EXERCISE MATERIAL: Begin

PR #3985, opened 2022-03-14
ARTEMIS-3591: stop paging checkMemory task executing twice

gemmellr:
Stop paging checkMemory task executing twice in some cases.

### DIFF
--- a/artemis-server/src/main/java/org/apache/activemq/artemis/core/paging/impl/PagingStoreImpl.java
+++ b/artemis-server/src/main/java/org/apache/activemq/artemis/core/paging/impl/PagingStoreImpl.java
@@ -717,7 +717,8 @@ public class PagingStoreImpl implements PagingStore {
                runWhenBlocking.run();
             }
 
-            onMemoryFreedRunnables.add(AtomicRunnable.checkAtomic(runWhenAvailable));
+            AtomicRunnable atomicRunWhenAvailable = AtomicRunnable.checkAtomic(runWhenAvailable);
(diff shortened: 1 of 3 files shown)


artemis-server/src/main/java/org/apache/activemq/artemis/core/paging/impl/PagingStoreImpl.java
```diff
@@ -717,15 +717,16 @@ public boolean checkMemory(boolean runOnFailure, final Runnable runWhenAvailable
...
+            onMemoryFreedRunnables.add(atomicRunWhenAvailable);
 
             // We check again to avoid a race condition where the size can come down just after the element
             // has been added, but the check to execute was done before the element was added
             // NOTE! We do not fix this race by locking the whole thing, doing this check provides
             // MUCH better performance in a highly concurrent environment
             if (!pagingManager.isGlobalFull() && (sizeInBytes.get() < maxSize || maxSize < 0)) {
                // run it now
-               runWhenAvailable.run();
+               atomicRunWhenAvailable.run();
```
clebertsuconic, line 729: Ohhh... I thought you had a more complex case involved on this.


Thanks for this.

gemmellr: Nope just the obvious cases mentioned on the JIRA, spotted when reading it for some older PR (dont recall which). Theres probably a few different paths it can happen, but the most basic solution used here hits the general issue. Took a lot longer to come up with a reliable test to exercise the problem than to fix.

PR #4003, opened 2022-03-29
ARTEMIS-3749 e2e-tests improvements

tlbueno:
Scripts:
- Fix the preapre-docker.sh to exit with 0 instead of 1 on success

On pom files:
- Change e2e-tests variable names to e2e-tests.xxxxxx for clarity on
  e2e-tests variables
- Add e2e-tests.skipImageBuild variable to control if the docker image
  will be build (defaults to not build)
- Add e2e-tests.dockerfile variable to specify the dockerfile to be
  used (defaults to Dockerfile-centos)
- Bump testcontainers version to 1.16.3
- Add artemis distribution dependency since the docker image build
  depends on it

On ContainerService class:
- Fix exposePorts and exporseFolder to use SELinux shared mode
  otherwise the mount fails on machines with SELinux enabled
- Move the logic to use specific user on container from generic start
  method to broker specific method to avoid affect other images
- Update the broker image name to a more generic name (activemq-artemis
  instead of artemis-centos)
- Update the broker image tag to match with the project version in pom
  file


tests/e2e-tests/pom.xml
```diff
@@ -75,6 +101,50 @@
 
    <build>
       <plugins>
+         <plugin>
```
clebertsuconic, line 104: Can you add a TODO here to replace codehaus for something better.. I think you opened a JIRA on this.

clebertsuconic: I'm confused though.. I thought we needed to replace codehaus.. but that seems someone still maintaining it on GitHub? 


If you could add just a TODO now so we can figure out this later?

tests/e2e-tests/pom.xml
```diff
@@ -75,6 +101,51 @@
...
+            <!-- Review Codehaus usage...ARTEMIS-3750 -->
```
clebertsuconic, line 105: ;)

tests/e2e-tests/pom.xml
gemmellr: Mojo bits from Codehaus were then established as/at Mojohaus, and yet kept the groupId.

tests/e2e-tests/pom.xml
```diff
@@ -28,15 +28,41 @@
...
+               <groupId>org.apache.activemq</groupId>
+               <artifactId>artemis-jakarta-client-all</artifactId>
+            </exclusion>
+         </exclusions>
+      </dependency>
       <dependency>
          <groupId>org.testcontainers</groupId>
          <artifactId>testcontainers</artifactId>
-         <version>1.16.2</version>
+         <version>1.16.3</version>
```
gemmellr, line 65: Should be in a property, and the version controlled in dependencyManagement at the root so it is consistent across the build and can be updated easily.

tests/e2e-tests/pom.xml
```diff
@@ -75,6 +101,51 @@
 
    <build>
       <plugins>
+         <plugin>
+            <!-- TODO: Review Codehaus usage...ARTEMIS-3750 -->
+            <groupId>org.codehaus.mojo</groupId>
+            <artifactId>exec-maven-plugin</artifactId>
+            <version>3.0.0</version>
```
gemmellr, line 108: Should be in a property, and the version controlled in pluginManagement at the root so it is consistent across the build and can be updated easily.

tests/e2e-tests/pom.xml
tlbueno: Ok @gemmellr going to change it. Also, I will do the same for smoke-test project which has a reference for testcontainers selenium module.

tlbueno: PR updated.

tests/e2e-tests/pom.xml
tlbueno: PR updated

EXERCISE MATERIAL: End

*EXERCISE PROMPT:*
Once more, write out all the data above exactly as given.

*COMPLETED TASK:*
PR #3985, opened 2022-03-14
ARTEMIS-3591: stop paging checkMemory task executing twice

gemmellr:
Stop paging checkMemory task executing twice in some cases.

### DIFF
--- a/artemis-server/src/main/java/org/apache/activemq/artemis/core/paging/impl/PagingStoreImpl.java
+++ b/artemis-server/src/main/java/org/apache/activemq/artemis/core/paging/impl/PagingStoreImpl.java
@@ -717,7 +717,8 @@ public class PagingStoreImpl implements PagingStore {
                runWhenBlocking.run();
             }
 
-            onMemoryFreedRunnables.add(AtomicRunnable.checkAtomic(runWhenAvailable));
+            AtomicRunnable atomicRunWhenAvailable = AtomicRunnable.checkAtomic(runWhenAvailable);
(diff shortened: 1 of 3 files shown)


artemis-server/src/main/java/org/apache/activemq/artemis/core/paging/impl/PagingStoreImpl.java
```diff
@@ -717,15 +717,16 @@ public boolean checkMemory(boolean runOnFailure, final Runnable runWhenAvailable
...
+            onMemoryFreedRunnables.add(atomicRunWhenAvailable);
 
             // We check again to avoid a race condition where the size can come down just after the element
             // has been added, but the check to execute was done before the element was added
             // NOTE! We do not fix this race by locking the whole thing, doing this check provides
             // MUCH better performance in a highly concurrent environment
             if (!pagingManager.isGlobalFull() && (sizeInBytes.get() < maxSize || maxSize < 0)) {
                // run it now
-               runWhenAvailable.run();
+               atomicRunWhenAvailable.run();
```
clebertsuconic, line 729: Ohhh... I thought you had a more complex case involved on this.


Thanks for this.

gemmellr: Nope just the obvious cases mentioned on the JIRA, spotted when reading it for some older PR (dont recall which). Theres probably a few different paths it can happen, but the most basic solution used here hits the general issue. Took a lot longer to come up with a reliable test to exercise the problem than to fix.

PR #4003, opened 2022-03-29
ARTEMIS-3749 e2e-tests improvements

tlbueno:
Scripts:
- Fix the preapre-docker.sh to exit with 0 instead of 1 on success

On pom files:
- Change e2e-tests variable names to e2e-tests.xxxxxx for clarity on
  e2e-tests variables
- Add e2e-tests.skipImageBuild variable to control if the docker image
  will be build (defaults to not build)
- Add e2e-tests.dockerfile variable to specify the dockerfile to be
  used (defaults to Dockerfile-centos)
- Bump testcontainers version to 1.16.3
- Add artemis distribution dependency since the docker image build
  depends on it

On ContainerService class:
- Fix exposePorts and exporseFolder to use SELinux shared mode
  otherwise the mount fails on machines with SELinux enabled
- Move the logic to use specific user on container from generic start
  method to broker specific method to avoid affect other images
- Update the broker image name to a more generic name (activemq-artemis
  instead of artemis-centos)
- Update the broker image tag to match with the project version in pom
  file


tests/e2e-tests/pom.xml
```diff
@@ -75,6 +101,50 @@
 
    <build>
       <plugins>
+         <plugin>
```
clebertsuconic, line 104: Can you add a TODO here to replace codehaus for something better.. I think you opened a JIRA on this.

clebertsuconic: I'm confused though.. I thought we needed to replace codehaus.. but that seems someone still maintaining it on GitHub? 


If you could add just a TODO now so we can figure out this later?

tests/e2e-tests/pom.xml
```diff
@@ -75,6 +101,51 @@
...
+            <!-- Review Codehaus usage...ARTEMIS-3750 -->
```
clebertsuconic, line 105: ;)

tests/e2e-tests/pom.xml
gemmellr: Mojo bits from Codehaus were then established as/at Mojohaus, and yet kept the groupId.

tests/e2e-tests/pom.xml
```diff
@@ -28,15 +28,41 @@
...
+               <groupId>org.apache.activemq</groupId>
+               <artifactId>artemis-jakarta-client-all</artifactId>
+            </exclusion>
+         </exclusions>
+      </dependency>
       <dependency>
          <groupId>org.testcontainers</groupId>
          <artifactId>testcontainers</artifactId>
-         <version>1.16.2</version>
+         <version>1.16.3</version>
```
gemmellr, line 65: Should be in a property, and the version controlled in dependencyManagement at the root so it is consistent across the build and can be updated easily.

tests/e2e-tests/pom.xml
```diff
@@ -75,6 +101,51 @@
 
    <build>
       <plugins>
+         <plugin>
+            <!-- TODO: Review Codehaus usage...ARTEMIS-3750 -->
+            <groupId>org.codehaus.mojo</groupId>
+            <artifactId>exec-maven-plugin</artifactId>
+            <version>3.0.0</version>
```
gemmellr, line 108: Should be in a property, and the version controlled in pluginManagement at the root so it is consistent across the build and can be updated easily.

tests/e2e-tests/pom.xml
tlbueno: Ok @gemmellr going to change it. Also, I will do the same for smoke-test project which has a reference for testcontainers selenium module.

tlbueno: PR updated.

tests/e2e-tests/pom.xml
tlbueno: PR updated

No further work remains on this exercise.